(Data entries)
Segment Open

PR #895, opened 2021-09-18
Add example for querying metadata API

vogelsgesang:


samples/metadata_query.py
```diff
@@ -0,0 +1,65 @@
...
+    parser.add_argument('--server', '-s', required=True, help='server address')
+    parser.add_argument('--site', '-S', help='site name')
+    parser.add_argument('--token-name', '-n', required=True,
+                        help='name of the personal access token used to sign into the server')
+    parser.add_argument('--token-value', '-v', required=True,
+                        help='value of the personal access token used to sign into the server')
+    parser.add_argument('--logging-level', '-l', choices=['debug', 'info', 'error'], default='error',
+                        help='desired logging level (set to error by default)')
+    # Options specific to this sample
+    parser.add_argument('datasource_name')
```
t8y8, line 26: We should probably make this resilient to a `Null`, if you make the default value `None` does the query method insert a null for the variable?

(I forgot what I wrote :) )

t8y8 (changes requested):
Minor request and then looks good.

samples/metadata_query.py
vogelsgesang: `datasource_name` is a required parameter. It does not have a default value. Invoking this script without a `datasource_name` prints

```
usage: metadata_query.py [-h] --server SERVER [--site SITE] --token-name TOKEN_NAME --token-value TOKEN_VALUE [--logging-level {debug,info,error}] datasource_name
metadata_query.py: error: the following arguments are required: datasource_name
```

t8y8: Sorry, I meant I think that it should just print all data sources if you don't supply a name. You don't have to if you really want to keep it to just 1 published data source, but I think it shows off GraphQL's flexibility to allow both.

vogelsgesang: Now I got it...
Yes, querying all data sources works, too. Updated the sample to do so

vogelsgesang:
@t8y8 I changed the sample so it is also possible to query all data sources and rebased the PR on the `development` branch. Anything else or are we good to merge this?

t8y8 (approved):
🚀 

I think the sample looks good -- we still need to fix the pipeline though. Let me see if I can do that from the outside world

t8y8:
I can't see why the python tests don't run -- they worked when @bcantoni added python 3.10 and haven't since, but I remember seeing them run on that PR itself (across linux, mac, and windows no less).

I will file an issue, this is blocking a ton of open PRs (maybe just revert the slack action?)

bcantoni:
@vogelsgesang this looks ready for merge now.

Segment Closed

Search the data for the string "just" and copy each line where it appears.

t8y8: Sorry, I meant I think that it should just print all data sources if you don't supply a name. You don't have to if you really want to keep it to just 1 published data source, but I think it shows off GraphQL's flexibility to allow both.
I will file an issue, this is blocking a ton of open PRs (maybe just revert the slack action?)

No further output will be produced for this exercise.